* Work request
Transcribe each line of the material with no alterations.
Source data START
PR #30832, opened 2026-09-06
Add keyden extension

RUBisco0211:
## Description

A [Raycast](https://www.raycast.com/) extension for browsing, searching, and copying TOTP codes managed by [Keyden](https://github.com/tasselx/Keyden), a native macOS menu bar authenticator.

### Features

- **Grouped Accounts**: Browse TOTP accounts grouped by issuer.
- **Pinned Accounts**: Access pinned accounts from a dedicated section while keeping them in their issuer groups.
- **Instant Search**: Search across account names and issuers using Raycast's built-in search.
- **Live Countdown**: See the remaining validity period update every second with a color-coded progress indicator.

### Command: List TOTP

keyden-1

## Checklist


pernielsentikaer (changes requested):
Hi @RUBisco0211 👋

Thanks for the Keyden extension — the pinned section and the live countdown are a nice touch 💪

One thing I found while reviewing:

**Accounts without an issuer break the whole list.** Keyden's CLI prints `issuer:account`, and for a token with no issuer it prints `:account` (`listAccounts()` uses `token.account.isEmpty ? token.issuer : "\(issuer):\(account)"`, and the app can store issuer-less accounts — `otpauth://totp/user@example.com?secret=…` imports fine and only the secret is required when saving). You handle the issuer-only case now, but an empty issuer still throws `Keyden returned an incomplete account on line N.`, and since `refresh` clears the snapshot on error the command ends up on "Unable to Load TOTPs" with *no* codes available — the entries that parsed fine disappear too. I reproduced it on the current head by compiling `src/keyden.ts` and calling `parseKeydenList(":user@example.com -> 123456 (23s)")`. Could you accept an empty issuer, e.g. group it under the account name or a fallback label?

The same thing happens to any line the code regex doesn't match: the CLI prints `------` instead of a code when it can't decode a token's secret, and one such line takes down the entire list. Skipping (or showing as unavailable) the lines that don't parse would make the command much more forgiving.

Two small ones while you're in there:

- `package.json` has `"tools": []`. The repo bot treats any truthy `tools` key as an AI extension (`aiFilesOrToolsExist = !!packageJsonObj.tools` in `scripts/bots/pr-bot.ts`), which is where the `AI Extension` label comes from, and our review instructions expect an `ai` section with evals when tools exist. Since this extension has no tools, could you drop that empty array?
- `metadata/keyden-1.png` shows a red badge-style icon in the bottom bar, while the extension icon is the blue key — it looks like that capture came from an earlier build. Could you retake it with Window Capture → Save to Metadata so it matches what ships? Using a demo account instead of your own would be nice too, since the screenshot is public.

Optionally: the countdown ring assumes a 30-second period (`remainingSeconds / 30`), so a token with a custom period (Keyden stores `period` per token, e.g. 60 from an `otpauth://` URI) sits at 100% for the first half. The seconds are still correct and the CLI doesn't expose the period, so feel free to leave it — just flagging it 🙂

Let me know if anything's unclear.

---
Source data END
* Response to this task
PR #30832, opened 2026-09-06
Add keyden extension

RUBisco0211:
## Description

A [Raycast](https://www.raycast.com/) extension for browsing, searching, and copying TOTP codes managed by [Keyden](https://github.com/tasselx/Keyden), a native macOS menu bar authenticator.

### Features

- **Grouped Accounts**: Browse TOTP accounts grouped by issuer.
- **Pinned Accounts**: Access pinned accounts from a dedicated section while keeping them in their issuer groups.
- **Instant Search**: Search across account names and issuers using Raycast's built-in search.
- **Live Countdown**: See the remaining validity period update every second with a color-coded progress indicator.

### Command: List TOTP

keyden-1

## Checklist


pernielsentikaer (changes requested):
Hi @RUBisco0211 👋

Thanks for the Keyden extension — the pinned section and the live countdown are a nice touch 💪

One thing I found while reviewing:

**Accounts without an issuer break the whole list.** Keyden's CLI prints `issuer:account`, and for a token with no issuer it prints `:account` (`listAccounts()` uses `token.account.isEmpty ? token.issuer : "\(issuer):\(account)"`, and the app can store issuer-less accounts — `otpauth://totp/user@example.com?secret=…` imports fine and only the secret is required when saving). You handle the issuer-only case now, but an empty issuer still throws `Keyden returned an incomplete account on line N.`, and since `refresh` clears the snapshot on error the command ends up on "Unable to Load TOTPs" with *no* codes available — the entries that parsed fine disappear too. I reproduced it on the current head by compiling `src/keyden.ts` and calling `parseKeydenList(":user@example.com -> 123456 (23s)")`. Could you accept an empty issuer, e.g. group it under the account name or a fallback label?

The same thing happens to any line the code regex doesn't match: the CLI prints `------` instead of a code when it can't decode a token's secret, and one such line takes down the entire list. Skipping (or showing as unavailable) the lines that don't parse would make the command much more forgiving.

Two small ones while you're in there:

- `package.json` has `"tools": []`. The repo bot treats any truthy `tools` key as an AI extension (`aiFilesOrToolsExist = !!packageJsonObj.tools` in `scripts/bots/pr-bot.ts`), which is where the `AI Extension` label comes from, and our review instructions expect an `ai` section with evals when tools exist. Since this extension has no tools, could you drop that empty array?
- `metadata/keyden-1.png` shows a red badge-style icon in the bottom bar, while the extension icon is the blue key — it looks like that capture came from an earlier build. Could you retake it with Window Capture → Save to Metadata so it matches what ships? Using a demo account instead of your own would be nice too, since the screenshot is public.

Optionally: the countdown ring assumes a 30-second period (`remainingSeconds / 30`), so a token with a custom period (Keyden stores `period` per token, e.g. 60 from an `otpauth://` URI) sits at 100% for the first half. The seconds are still correct and the CLI doesn't expose the period, so feel free to leave it — just flagging it 🙂

Let me know if anything's unclear.

---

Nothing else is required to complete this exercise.